* Aim of the exercise
All lines from the one containing "### Motivation" to the end of the material are to be given again exactly; leave out every line before it.
- Opening Delimiter -
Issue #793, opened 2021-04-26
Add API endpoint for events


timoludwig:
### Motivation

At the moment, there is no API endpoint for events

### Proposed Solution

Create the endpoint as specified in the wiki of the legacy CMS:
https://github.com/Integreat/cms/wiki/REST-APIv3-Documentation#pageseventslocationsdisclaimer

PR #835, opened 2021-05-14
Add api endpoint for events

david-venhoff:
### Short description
- Closing Delimiter -
* Solution to the exercise
### Motivation

At the moment, there is no API endpoint for events

### Proposed Solution

Create the endpoint as specified in the wiki of the legacy CMS:
https://github.com/Integreat/cms/wiki/REST-APIv3-Documentation#pageseventslocationsdisclaimer

PR #835, opened 2021-05-14
Add api endpoint for events

david-venhoff:
### Short description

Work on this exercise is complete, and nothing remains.